PR #1435, opened 2023-09-22
add structure test check that /etc/os-release is Wolfi

imjasonh:
This resolves a TODO and ensures that no non-Wolfi images sneak through.

Some repos (static, busybox, git) can include some Alpine-based images, so for now we'll just ignore those and check the normal repos.

### DIFF
--- a/tflib/publisher/main.tf
+++ b/tflib/publisher/main.tf
@@ -60,6 +60,11 @@ data "oci_exec_test" "check-reproducibility" {
   timeout_seconds = 600
 }
 
+locals {
+  parts           = split("/", var.target_repository)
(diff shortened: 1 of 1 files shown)


tflib/publisher/main.tf
```diff
@@ -75,7 +80,12 @@ data "oci_structure_test" "structure" {
     //}
     files { path = "/etc/ssl/certs/ca-certificates.crt" }
     files { path = "/lib/apk/db/installed" }
-    files { path = "/etc/os-release" } // TODO: we can check the contents
+    files {
+      path = "/etc/os-release"
+      // Images should report as "Wolfi".
+      // Some repos are special and some report as Alpine.
+      regex = local.is_maybe_alpine ? "" : "PRETTY_NAME=\"Wolfi\""
```
mattmoor, line 87: Nack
============================================================
Exactly as they appear above, return all of the records.

PR #1435, opened 2023-09-22
add structure test check that /etc/os-release is Wolfi

imjasonh:
This resolves a TODO and ensures that no non-Wolfi images sneak through.

Some repos (static, busybox, git) can include some Alpine-based images, so for now we'll just ignore those and check the normal repos.

### DIFF
--- a/tflib/publisher/main.tf
+++ b/tflib/publisher/main.tf
@@ -60,6 +60,11 @@ data "oci_exec_test" "check-reproducibility" {
   timeout_seconds = 600
 }
 
+locals {
+  parts           = split("/", var.target_repository)
(diff shortened: 1 of 1 files shown)


tflib/publisher/main.tf
```diff
@@ -75,7 +80,12 @@ data "oci_structure_test" "structure" {
     //}
     files { path = "/etc/ssl/certs/ca-certificates.crt" }
     files { path = "/lib/apk/db/installed" }
-    files { path = "/etc/os-release" } // TODO: we can check the contents
+    files {
+      path = "/etc/os-release"
+      // Images should report as "Wolfi".
+      // Some repos are special and some report as Alpine.
+      regex = local.is_maybe_alpine ? "" : "PRETTY_NAME=\"Wolfi\""
```
mattmoor, line 87: Nack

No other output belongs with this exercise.